The mountainous geography is the principal determinant of local winemaking styles, with the high-altitude vineyards and cool Alpine climate favoring primarily crisp, racy, aromatic whites from varieties like Kerner, Sauvignon, Müller Thurgau, and Grüner Veltliner. A Mediterranean influence on climate is channeled north up the valley until Bolzano, permitting the cultivation of certain reds as well, among which Schiava, Lagrein, Pinot Nero, and Merlot fare best.
Small growers who once sold fruit to the area’s multiple co-ops are now increasingly bottling their own wines. The arrival of many quality-oriented artisans on the scene caught our eye years ago, and we now count three estates from Südtirol, as it is also known, in our portfolio. These high-acid mountain wines make for a beautifully invigorating aperitivo with thinly sliced speck, a local specialty.

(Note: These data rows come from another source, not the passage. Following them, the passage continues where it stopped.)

PR #1244, opened 2024-03-27
fix(dockerfile): add dig to image

seaerchin:
## Problem
https://www.notion.so/opengov/2024-03-27-careers-gov-sg-misconfiguration-15469dbae95942588574db9d8e819177?pvs=4#c009bcd4e261452289d0d74463b37cb9

https://linear.app/ogp/issue/ISOM-881/add-dig-to-image-for-backend

## Solution
add `bind-tools` (`dig` + `nslookup` is part of this)

## Tests 
- [ ] `ecs exec` into staging
- [ ] run `dig www.google.com` 

## Images 
Screenshot 2024-03-27 at 10 36 32 PM

### DIFF
--- a/Dockerfile
+++ b/Dockerfile
@@ -4,7 +4,8 @@ WORKDIR /opt/isomercms-backend
 RUN apk update && \
   apk add --no-cache bash && \
   apk add git && \
-  apk add openssh-client
+  apk add openssh-client && \ 
+  apk add bind-tools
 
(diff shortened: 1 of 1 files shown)


seaerchin:
flakey timestamp test failed - not the first time, maybe we should relax the test

kishore03109:
lol i think we shouldnt use that library in the first place. can merge this for release tmr, but think we can just directly use node's dig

I want you to realize once and for all: Even the winemaker does not know what aging is going to do to a new vintage; Robert Parker does not know; I do not know. We all make educated (hopefully) guesses about what the future will bring, but guesses they are. And one of the pleasures of a wine cellar is the opportunity it provides for you to witness the evolution of your various selections. Living wines have ups and downs just as people do, periods of glory and dog days, too. If wine did not remind me of real life, I would not care about it so much.